» **Required action**:
Which lines have the string "Verification"? Copy all of them from the entries below.

» **Material for the task**:
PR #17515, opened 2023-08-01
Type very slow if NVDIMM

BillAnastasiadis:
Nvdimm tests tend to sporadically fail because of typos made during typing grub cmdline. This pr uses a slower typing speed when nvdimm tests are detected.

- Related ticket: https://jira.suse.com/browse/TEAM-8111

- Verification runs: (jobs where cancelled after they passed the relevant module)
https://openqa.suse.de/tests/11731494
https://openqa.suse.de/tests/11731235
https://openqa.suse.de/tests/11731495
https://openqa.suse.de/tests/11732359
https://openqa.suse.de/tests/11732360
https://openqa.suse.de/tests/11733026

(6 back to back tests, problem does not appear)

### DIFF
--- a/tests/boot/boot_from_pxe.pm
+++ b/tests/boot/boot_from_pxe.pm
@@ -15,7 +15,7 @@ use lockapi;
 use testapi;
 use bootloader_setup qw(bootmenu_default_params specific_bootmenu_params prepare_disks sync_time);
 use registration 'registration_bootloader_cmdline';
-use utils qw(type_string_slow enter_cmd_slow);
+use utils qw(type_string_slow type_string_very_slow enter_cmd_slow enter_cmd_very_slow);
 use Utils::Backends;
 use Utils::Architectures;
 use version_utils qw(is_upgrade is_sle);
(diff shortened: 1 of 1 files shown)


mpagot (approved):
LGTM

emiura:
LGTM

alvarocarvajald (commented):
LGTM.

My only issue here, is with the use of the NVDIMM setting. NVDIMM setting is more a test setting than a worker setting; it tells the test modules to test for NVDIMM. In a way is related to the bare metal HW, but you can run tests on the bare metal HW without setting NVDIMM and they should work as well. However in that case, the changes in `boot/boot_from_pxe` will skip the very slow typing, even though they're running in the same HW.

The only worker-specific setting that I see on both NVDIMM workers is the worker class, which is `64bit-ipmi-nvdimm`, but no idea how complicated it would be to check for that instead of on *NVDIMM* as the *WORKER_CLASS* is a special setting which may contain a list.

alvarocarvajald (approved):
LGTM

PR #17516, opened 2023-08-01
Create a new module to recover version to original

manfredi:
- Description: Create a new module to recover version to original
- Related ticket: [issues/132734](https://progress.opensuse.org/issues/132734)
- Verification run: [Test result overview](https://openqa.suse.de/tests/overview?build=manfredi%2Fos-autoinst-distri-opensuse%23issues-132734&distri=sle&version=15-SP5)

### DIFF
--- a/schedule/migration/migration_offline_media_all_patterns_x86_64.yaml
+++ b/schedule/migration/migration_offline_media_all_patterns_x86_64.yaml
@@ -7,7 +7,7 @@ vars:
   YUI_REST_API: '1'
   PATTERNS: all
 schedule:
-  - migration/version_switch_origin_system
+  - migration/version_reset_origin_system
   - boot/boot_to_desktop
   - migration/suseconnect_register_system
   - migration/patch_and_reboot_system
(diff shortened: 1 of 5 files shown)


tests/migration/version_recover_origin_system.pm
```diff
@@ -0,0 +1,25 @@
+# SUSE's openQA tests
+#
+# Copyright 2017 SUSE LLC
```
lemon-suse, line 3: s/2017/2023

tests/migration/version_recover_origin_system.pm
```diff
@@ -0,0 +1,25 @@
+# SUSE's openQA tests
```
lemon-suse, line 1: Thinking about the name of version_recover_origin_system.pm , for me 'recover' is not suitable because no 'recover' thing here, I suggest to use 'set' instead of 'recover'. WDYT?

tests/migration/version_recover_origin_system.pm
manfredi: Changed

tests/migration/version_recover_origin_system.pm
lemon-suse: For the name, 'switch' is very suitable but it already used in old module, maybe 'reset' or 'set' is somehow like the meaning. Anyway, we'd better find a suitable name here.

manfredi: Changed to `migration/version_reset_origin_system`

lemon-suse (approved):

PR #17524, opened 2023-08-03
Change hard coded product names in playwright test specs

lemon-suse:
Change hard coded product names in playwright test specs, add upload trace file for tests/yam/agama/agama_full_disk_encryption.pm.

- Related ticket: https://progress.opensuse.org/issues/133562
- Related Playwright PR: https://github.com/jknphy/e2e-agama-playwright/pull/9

» **Solved problem**:
- Verification runs: (jobs where cancelled after they passed the relevant module)
- Verification run: [Test result overview](https://openqa.suse.de/tests/overview?build=manfredi%2Fos-autoinst-distri-opensuse%23issues-132734&distri=sle&version=15-SP5)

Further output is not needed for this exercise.